[TASK DESCRIPTION] Count the lines holding the string "public" in the records, and give only the count.

[Collected data entries]
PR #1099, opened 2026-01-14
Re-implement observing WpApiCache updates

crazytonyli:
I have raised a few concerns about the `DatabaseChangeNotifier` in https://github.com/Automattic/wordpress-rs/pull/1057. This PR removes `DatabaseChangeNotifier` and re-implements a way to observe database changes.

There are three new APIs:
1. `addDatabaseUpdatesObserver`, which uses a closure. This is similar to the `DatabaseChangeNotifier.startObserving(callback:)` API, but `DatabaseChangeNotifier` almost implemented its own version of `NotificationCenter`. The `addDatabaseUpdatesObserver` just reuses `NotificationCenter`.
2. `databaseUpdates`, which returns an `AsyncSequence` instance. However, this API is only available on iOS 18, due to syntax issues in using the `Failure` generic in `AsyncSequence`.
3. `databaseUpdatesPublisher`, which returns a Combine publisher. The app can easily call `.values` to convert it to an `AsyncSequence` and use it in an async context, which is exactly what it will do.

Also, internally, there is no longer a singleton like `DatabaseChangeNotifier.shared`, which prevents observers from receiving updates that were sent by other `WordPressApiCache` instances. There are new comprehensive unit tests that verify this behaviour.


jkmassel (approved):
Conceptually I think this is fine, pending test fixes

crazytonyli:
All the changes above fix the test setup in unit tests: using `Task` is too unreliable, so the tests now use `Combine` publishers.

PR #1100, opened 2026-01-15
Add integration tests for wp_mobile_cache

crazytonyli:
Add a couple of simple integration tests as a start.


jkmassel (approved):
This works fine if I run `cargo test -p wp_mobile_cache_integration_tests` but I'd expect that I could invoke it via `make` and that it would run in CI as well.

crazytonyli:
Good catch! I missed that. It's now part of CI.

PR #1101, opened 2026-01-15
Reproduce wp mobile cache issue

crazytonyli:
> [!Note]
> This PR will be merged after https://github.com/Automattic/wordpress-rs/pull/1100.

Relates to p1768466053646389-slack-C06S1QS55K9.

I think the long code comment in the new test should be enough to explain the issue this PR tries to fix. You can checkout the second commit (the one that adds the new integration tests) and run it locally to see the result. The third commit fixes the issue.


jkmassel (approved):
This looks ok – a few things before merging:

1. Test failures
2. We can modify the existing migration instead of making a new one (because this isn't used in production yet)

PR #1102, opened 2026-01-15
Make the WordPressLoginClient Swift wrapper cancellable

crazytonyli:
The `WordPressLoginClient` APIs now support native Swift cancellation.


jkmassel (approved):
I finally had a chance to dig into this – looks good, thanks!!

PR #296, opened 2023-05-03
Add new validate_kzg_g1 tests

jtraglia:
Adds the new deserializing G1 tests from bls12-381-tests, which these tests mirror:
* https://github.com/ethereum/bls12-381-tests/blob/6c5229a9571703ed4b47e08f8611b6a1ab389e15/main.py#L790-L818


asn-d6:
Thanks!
--
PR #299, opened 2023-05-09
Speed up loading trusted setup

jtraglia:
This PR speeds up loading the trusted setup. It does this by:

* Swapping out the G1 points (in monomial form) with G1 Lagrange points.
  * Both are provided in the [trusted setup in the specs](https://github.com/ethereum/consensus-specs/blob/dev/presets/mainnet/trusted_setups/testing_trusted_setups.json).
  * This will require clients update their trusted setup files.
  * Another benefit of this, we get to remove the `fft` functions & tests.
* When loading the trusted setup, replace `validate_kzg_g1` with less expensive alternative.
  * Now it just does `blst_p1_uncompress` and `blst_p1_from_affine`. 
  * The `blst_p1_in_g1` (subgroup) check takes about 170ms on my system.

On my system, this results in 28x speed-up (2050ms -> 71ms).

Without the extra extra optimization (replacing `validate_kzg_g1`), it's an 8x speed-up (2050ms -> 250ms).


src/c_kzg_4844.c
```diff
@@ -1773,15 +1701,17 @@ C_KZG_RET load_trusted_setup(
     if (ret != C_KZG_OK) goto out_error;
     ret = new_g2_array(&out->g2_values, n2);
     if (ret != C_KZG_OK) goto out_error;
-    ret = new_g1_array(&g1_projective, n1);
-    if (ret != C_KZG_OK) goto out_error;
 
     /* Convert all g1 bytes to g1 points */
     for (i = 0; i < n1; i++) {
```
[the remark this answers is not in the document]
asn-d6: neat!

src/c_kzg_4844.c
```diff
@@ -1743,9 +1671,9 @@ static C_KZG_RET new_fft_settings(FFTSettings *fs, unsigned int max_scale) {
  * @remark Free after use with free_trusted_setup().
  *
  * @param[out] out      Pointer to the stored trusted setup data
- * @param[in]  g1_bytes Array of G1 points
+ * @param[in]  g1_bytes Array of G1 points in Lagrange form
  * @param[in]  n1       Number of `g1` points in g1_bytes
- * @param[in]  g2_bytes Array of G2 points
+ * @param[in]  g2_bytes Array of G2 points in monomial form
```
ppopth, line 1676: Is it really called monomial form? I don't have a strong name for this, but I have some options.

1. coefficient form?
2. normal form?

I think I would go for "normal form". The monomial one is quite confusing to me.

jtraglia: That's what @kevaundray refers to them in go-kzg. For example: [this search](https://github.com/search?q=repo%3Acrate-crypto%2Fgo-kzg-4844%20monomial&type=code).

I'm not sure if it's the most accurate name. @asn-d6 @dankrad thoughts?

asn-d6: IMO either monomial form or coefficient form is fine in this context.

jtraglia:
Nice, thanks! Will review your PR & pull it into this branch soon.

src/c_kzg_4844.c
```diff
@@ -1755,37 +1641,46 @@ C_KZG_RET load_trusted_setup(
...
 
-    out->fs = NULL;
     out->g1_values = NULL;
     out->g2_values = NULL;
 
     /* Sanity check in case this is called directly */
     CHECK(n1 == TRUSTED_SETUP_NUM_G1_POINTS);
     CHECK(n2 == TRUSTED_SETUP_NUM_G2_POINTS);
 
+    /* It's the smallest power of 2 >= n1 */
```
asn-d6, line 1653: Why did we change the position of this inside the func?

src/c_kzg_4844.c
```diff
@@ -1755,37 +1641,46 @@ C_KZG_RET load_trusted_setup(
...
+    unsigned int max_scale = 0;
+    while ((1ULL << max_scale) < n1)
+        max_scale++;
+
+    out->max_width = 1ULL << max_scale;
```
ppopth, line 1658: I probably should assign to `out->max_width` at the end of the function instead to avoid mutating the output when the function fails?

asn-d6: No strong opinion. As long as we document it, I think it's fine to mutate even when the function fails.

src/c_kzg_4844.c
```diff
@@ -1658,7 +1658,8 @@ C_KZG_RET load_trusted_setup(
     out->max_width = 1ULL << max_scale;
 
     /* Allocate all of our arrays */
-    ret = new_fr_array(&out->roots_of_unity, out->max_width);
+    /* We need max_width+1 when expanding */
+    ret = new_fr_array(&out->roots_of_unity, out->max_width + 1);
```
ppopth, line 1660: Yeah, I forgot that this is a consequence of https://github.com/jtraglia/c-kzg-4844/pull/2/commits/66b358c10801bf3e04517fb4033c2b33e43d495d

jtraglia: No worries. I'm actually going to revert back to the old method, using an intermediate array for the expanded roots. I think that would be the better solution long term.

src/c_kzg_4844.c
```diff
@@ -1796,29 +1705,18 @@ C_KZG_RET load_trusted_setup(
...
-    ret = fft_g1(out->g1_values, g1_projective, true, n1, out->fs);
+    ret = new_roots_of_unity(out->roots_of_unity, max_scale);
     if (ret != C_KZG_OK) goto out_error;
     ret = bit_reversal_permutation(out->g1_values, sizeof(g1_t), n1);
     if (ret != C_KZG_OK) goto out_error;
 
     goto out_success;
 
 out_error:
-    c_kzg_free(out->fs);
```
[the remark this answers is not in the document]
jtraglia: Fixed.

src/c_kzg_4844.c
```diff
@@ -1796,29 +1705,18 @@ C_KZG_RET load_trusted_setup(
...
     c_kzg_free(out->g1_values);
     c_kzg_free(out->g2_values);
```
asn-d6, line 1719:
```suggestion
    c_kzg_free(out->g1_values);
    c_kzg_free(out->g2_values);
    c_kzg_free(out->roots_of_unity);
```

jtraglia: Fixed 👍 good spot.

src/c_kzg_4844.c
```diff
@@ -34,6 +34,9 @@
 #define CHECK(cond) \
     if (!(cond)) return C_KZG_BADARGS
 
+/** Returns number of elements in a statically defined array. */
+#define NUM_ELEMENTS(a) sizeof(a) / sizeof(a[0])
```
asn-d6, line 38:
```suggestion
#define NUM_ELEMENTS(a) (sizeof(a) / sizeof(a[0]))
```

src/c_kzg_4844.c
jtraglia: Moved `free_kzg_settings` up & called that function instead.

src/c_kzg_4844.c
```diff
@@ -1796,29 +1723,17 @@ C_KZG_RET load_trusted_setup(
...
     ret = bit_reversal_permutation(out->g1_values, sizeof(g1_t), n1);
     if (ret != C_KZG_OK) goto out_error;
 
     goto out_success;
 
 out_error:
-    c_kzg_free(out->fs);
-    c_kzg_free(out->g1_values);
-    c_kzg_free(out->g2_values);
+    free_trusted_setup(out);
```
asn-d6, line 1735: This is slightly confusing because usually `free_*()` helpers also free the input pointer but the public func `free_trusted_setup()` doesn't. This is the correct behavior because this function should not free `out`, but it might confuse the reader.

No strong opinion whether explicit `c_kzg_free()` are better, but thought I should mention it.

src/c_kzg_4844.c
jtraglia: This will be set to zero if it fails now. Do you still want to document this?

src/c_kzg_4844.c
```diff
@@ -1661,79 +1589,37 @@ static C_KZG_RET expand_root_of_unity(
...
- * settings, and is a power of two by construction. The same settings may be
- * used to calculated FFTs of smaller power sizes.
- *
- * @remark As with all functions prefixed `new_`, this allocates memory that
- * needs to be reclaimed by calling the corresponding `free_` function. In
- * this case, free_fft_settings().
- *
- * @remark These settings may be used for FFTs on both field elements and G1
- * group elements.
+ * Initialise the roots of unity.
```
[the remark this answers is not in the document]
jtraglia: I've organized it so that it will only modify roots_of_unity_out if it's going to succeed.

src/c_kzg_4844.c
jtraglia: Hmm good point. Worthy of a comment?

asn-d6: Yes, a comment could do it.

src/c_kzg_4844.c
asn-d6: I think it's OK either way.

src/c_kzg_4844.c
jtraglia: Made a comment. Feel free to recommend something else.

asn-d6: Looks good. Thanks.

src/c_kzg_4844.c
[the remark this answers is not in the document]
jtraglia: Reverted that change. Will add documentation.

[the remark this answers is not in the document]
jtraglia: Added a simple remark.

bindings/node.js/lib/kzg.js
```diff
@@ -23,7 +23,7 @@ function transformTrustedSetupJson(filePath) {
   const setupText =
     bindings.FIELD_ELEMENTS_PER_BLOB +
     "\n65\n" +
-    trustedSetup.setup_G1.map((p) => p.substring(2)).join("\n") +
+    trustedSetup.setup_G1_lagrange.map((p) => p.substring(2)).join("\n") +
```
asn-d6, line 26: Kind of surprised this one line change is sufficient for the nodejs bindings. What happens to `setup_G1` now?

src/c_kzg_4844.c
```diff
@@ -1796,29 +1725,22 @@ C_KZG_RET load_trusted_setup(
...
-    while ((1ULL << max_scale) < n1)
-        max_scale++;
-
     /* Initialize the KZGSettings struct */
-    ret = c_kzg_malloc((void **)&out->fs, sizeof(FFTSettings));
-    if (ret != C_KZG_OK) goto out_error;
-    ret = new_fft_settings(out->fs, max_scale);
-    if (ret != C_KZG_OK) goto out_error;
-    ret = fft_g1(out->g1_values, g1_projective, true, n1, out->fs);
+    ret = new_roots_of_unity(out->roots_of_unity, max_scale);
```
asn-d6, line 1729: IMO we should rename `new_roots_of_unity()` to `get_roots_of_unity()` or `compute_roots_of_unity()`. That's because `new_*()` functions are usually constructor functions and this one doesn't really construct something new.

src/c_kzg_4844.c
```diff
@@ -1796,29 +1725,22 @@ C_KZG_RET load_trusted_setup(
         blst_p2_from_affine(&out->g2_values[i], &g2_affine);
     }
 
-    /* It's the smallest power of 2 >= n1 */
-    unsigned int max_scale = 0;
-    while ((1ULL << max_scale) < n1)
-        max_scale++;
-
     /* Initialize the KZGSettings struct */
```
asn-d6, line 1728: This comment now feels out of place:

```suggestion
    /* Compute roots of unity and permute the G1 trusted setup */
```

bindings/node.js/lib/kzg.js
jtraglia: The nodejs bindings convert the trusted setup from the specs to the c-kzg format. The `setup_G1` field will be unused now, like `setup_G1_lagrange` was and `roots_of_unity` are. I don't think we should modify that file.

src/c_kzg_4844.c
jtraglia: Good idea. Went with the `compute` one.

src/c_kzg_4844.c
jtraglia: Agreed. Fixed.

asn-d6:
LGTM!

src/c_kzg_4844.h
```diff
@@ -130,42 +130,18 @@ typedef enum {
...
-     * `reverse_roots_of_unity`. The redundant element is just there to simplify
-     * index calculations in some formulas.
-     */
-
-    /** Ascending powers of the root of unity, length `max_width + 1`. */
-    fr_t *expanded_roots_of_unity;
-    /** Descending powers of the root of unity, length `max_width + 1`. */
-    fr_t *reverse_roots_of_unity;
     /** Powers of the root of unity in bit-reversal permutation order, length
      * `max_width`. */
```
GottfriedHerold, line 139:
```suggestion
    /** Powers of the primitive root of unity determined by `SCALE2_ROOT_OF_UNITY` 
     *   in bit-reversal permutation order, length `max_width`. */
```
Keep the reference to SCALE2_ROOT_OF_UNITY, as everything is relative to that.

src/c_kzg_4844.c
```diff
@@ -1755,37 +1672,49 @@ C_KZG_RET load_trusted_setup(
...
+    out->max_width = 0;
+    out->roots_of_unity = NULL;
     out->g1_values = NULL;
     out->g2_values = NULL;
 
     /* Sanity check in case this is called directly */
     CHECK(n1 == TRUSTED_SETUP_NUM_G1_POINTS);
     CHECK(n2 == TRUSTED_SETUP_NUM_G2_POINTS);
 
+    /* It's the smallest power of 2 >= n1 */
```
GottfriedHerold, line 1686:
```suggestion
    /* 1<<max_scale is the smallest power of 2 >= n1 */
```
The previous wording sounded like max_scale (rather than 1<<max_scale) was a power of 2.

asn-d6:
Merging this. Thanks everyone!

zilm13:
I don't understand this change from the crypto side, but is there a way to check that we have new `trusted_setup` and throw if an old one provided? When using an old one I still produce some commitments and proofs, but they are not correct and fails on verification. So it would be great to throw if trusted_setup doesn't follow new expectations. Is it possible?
* * *
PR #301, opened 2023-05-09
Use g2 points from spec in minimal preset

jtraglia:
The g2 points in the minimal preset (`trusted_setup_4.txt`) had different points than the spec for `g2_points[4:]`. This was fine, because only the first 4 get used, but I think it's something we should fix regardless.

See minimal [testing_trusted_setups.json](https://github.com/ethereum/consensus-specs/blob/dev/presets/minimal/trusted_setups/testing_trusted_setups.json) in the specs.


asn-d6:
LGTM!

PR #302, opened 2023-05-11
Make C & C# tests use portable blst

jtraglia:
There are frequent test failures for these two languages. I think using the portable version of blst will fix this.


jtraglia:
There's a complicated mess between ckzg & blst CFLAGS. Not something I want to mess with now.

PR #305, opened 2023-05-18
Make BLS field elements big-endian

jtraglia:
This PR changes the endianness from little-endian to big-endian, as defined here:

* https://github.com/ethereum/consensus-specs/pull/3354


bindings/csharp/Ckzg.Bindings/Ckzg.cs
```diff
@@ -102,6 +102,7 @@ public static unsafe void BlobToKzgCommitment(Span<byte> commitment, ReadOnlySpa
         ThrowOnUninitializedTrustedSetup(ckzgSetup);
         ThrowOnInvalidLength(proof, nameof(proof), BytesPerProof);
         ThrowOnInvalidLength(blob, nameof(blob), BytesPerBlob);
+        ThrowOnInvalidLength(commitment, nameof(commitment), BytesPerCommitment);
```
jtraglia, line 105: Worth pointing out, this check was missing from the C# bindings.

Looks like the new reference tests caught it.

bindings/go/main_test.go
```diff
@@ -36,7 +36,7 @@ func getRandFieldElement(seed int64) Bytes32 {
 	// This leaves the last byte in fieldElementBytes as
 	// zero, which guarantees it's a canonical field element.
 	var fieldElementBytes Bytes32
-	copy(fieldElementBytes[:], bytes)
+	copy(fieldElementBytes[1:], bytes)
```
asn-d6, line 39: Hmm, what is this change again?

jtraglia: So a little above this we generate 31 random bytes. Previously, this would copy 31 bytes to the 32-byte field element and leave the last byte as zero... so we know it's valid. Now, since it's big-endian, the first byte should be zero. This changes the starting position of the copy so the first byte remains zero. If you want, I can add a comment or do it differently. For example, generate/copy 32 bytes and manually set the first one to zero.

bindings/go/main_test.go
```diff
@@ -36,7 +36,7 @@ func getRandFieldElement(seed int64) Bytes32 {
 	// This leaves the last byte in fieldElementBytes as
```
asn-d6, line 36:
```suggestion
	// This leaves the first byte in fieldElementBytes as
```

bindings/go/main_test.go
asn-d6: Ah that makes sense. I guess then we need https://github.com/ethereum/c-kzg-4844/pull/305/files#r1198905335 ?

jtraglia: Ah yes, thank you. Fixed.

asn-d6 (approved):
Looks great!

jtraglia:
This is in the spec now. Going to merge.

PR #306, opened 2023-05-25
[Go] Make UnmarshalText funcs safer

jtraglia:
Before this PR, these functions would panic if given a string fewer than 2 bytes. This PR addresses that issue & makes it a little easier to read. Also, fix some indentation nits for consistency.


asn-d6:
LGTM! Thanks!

[EXPECTED ANSWER] 2